►

PR #2306, opened 2016-05-11
[PD-2351] Add "live" filtering to the partner and contact fields

darrint:
## Test

* Create a Contacts or Communication Record report
* Filter by some field.
* Notice how the partners/contacts update as you make changes.
* Try to break it with history navigation and cloning.

## Review

* If any filter changes, the fields "subscribed" to the filter change notification call help again.
* Two pane selects update the filter repeatedly when [de]selecting many items at once. That's why the debounce is there.

### DIFF
--- a/gulp/src/reporting/DynamicReportApp.jsx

◄

[Task statement]
Beginning with the line that contains "by some field.", retype every remaining line of the listing exactly, ending with the last one.

[Task solution]
* Filter by some field.
* Notice how the partners/contacts update as you make changes.
* Try to break it with history navigation and cloning.

## Review

* If any filter changes, the fields "subscribed" to the filter change notification call help again.
* Two pane selects update the filter repeatedly when [de]selecting many items at once. That's why the debounce is there.

### DIFF
--- a/gulp/src/reporting/DynamicReportApp.jsx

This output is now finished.